即便是頭腦清醒,賞佩佩也不能理解溥躍的想法。成年人的行事法則雖然不是非黑即白,但她這輩子做過的所有選擇,絕對不能被稱為良善。
何況她此刻頭腦混沌,思來想去,溥躍會否認,一定是他還沒認清狀況。
被擱置在床上,蜷縮在被子裡時,賞佩佩眼皮沉沉。
以為度過了漫長的時間,但廣場上的時鐘還不到一點,道路上的雪徹底被清掃乾淨,打車回家不會太困難。
在這種夜裡,賞佩佩除了睡個好覺外不需要他的陪伴,而他需要一個人冷靜自己繁多的頭緒。
溥躍俯身幫她掖好被角,還未抽身離開,就被羽絨被下的小爪子一把抓住手腕。
不是貓,是賞佩佩。
溥躍是被迫坐在床邊哄她睡覺的,但怎麼看這場景,都是賞佩佩自己在哄自己睡覺。
她雙手抓住他的手掌貼在下巴,蹭了兩下,才閉上眼睛,“我再告訴你一個秘密。”
是以前從來沒有和任何人講過的。
“針對家暴,我當然也不是什麼都沒做,初叄下半學期,我爸偷偷從廠裡拿鐵出來賣,因為要貼補老家的弟弟肺炎住院。我英語口語不好,想要買輔導光碟,反而被他罵是賠錢貨。那天晚上我要錢時他像是真的想要打死我,我睡前在傷口上墊了衛生紙,第二天血痂多得都撕不下來。”
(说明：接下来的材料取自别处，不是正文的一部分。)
PR #4379, opened 2023-05-27
Fixes the tag-extraction from files and searching by tags

### LINKED ISSUE #4366: Keywords not recognized in YAML frontmatter
### Description

```
—-
keywords: [foobar]
—-

Some Text
```
No variation of keywords are recognized: [foobar], foobar, - foobar. Changing keywords to tags doesn’t work either. Adding #foobar outside the frontmatter works.

### Reproducing

Copy minimal md above.

### Zettlr Version

Beta (if applicable)

### Specify version

3.0.0-beta 4

### Installation Method

From the Website or GitHub

### Your Platform

- [X] Windows
- [ ] macOS
- [ ] Linux

### Architecture

- [X] Intel 64bit
- [ ] ARM 64bit

### Operating System Version

Windows 11

### Additional Information

_No response_

UFOMelkor:
Resolves #4366 

This pr resolves some errors regarding tags:

- Tags from within the yaml-body (`This is #a_tag`) were used along with their `#`. Hence, they were shown in the tag cloud with `#`.
- The properties `keywords` and `tags` were parsed in the fsal, but not assigned to tags and therefore ignored.
- The search for tags did not work. It assumed that the tags are already transformed to lower case, even if this was not the case.

### DIFF
--- a/source/app/service-providers/fsal/util/file-parser.ts
+++ b/source/app/service-providers/fsal/util/file-parser.ts
@@ -71,7 +71,7 @@ export default function getMarkdownFileParser (
     const ast = md2ast(content)
 
     const tags = extractASTNodes(ast, 'ZettelkastenTag') as ZettelkastenTag[]
-    file.tags = tags.map(tag => tag.value.substring(1))
+    file.tags = tags.map(tag => tag.value.toLowerCase())
 
     const links = extractASTNodes(ast, 'ZettelkastenLink') as ZettelkastenLink[]
     file.links = links.map(link => link.value)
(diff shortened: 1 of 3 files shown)


source/app/service-providers/fsal/util/file-parser.ts
```diff
@@ -71,7 +71,7 @@ export default function getMarkdownFileParser (
     const ast = md2ast(content)
 
     const tags = extractASTNodes(ast, 'ZettelkastenTag') as ZettelkastenTag[]
-    file.tags = tags.map(tag => tag.value)
```
nathanlesage, line 74: Before doing this, we would need to discuss if the `#` sign is important for the tags in the AST. If it is not, we should remove it in the AST parser already, not here.

Look here: https://github.com/Zettlr/Zettlr/blob/e920dee0741641c82707e04a30d9002ecb74d00a/source/common/modules/markdown-utils/markdown-ast.ts#L877

source/app/service-providers/fsal/util/file-parser.ts
```diff
@@ -115,6 +115,21 @@ export default function getMarkdownFileParser (
           file.yamlTitle = title
         }
       }
+
+      const tagsFromFrontmatter = []
+      if (file.frontmatter.tags) {
+        tagsFromFrontmatter.push(...file.frontmatter.tags)
```
nathanlesage, line 121: This assumes that `file.frontmatter.tags` is an array, but it can be a string just as well, so you should add a few more checks. Have a look at the old implementation that worked well:

https://github.com/Zettlr/Zettlr/blob/v2.3.0/source/app/service-providers/fsal/util/extract-tags.ts

source/app/service-providers/fsal/util/search-file.ts
```diff
@@ -72,7 +72,7 @@ export default function searchFile (fileObject: MDFileDescriptor|CodeFileDescrip
           // Break because only one match necessary
           break
         }
-      } else if (wd[0] === '#' && fileObject.type === 'file' && fileObject.tags.includes(wd.toLowerCase().substring(1))) {
+      } else if (wd[0] === '#' && fileObject.type === 'file' && fileObject.tags.map((each) => each.toLowerCase()).includes(wd.toLowerCase().substring(1))) {
```
nathanlesage, line 75: You should absolutely do the lowercasing in the file parser above, and NOT here! Always normalize the tags where they are at.

nathanlesage (changes requested):
I didn't realize that I had nuked the YAML tag detector when implementing the AST parser — I was always kind of like "… why do people say that YAML tags do not work anymore …?" 😂 

In other words, thanks for fixing this! There are only a few additional things to fix!

source/app/service-providers/fsal/util/file-parser.ts
nathanlesage: Just thought about it: We've always removed the `#`, so you can add the `substring(1)` (or `slice(1)`, which I've been using lately) to the AST parser itself which I linked.

UFOMelkor:
Should be all done :-)

source/common/modules/markdown-utils/markdown-ast.ts
```diff
@@ -863,7 +863,7 @@ export function parseNode (node: SyntaxNode, markdown: string): ASTNode {
         name: 'ZknTag',
         from: node.from,
         to: node.to,
-        value: markdown.substring(node.from, node.to)
+        value: markdown.substring(node.from, node.to).slice(1)
```
nathanlesage, line 866: Why Not `node.from + 1`? :) Other than that looks great!

nathanlesage (approved):
Just a single thing, but other than that it's mergeable!

UFOMelkor:
Thank you for your fast reviews :+1:

nathanlesage:
Wonderful, looks great! And thanks for keeping my slightly annoyed comment on how YAML can be a hassle 😂 

Merging! Thanks for the awesome work!

nathanlesage:
@UFOMelkor Somehow the unit tests are now flaky, apparently something broke with this change. Would you please investigate?

See: https://github.com/Zettlr/Zettlr/actions/runs/5105904542/jobs/9177778190

PR #4381, opened 2023-05-28
Add support for kroki diagrams

UFOMelkor:
Currently, just a rudimentary WIP which needs more work, especially for edge cases.


dustdfg:
It doesn't seem to me a very good idea to use external site. Local tool is better IMO

nathanlesage:
Possibly, I'll set it on the agenda for the next Steering meeting on Jan 30!

ODAncona:
Awesome feature, I would have loved to have plantuml diagrams or mermaid embedded into Zettlr. Nevertheless, I believe it goes against the local philosophy of Zettlr. Would it be possible to have it running locally in a docker image and Zettlr using it that way ? The sameway plantuml extention works on vscode...

Thank you for your contribution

說著,賞佩佩嘴角彎了彎,聲音更輕了,像是說書人在醞釀著拍案驚奇的大轉折,“所以,我那天早上出門前,翻到了電話簿上廠裡保衛科的座機號碼,午休時花五毛錢在小賣鋪給他們打了個舉報電話。”
“當天下午,他下班時就被門口的保安抓了。車簍的飯盒,棉褲腰的內襯裡,都藏著鐵件。”
“那時候錫礦廠還是國企,盜竊幾千塊都判得很重。”
把家人親手送進了監獄,賞佩佩安慰著徹夜哭泣的陳夢和內心毫無愧疚,反倒是覺得自己終於找到了生路,只要她好好學習,以後可以靠讀書改變命運,沒有了愛打人的賞嶽林,她和媽媽一定會過得更好。
只不過,她忘記了世界上流通的必需品,是錢。
記憶回到十六歲那年,溥躍用指腹蹭了蹭她酒後泛紅的面頰,一切按照賞佩佩敘述的時間點,在他向賞佩佩示好的那個下雨天,賞嶽林已經被羈押在看守所等待法院判決,而畢業前夕賞佩佩坐著貨車離開東城時,他所看到的那人也並不是她的父親。
不是一家叄口,更不是和睦的一家叄口。
怎麼會搞錯呢?
他自認為自己當時每天都在花大量的時間觀察賞佩佩的一舉一動,就連她夜裡偷偷跑到陽臺看書,他都會給她留一盞燈,可是實際上,他根本不知道她正在經歷的家庭鉅變。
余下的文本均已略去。